= Data provided =
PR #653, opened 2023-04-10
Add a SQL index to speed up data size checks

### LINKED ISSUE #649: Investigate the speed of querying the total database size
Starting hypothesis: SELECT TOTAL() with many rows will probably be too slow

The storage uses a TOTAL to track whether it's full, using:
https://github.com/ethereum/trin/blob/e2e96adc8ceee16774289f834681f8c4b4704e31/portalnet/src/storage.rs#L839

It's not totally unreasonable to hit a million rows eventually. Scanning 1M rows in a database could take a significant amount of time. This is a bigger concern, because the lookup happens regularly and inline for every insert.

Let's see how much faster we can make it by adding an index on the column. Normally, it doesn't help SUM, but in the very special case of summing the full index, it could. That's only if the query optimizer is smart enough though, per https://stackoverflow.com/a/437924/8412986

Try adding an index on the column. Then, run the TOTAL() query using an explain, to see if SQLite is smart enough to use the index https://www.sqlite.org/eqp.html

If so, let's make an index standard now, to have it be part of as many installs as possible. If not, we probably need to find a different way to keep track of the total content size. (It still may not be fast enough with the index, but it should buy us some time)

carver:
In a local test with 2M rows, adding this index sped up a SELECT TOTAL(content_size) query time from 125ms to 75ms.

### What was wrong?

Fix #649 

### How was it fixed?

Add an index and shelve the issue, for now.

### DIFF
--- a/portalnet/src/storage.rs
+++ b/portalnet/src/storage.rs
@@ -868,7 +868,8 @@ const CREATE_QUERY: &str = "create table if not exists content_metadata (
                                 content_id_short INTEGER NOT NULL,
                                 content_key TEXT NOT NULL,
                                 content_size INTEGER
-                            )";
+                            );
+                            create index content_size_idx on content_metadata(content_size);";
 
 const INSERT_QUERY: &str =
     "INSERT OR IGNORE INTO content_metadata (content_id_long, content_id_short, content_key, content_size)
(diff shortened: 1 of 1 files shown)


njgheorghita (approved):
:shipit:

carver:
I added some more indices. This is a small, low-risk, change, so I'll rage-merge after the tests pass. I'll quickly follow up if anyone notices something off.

= What the task asks =
What are the exact lines from the beginning of the material through the line containing "The storage uses"? Write out those lines alone.

= Response to this task =
PR #653, opened 2023-04-10
Add a SQL index to speed up data size checks

### LINKED ISSUE #649: Investigate the speed of querying the total database size
Starting hypothesis: SELECT TOTAL() with many rows will probably be too slow

The storage uses a TOTAL to track whether it's full, using:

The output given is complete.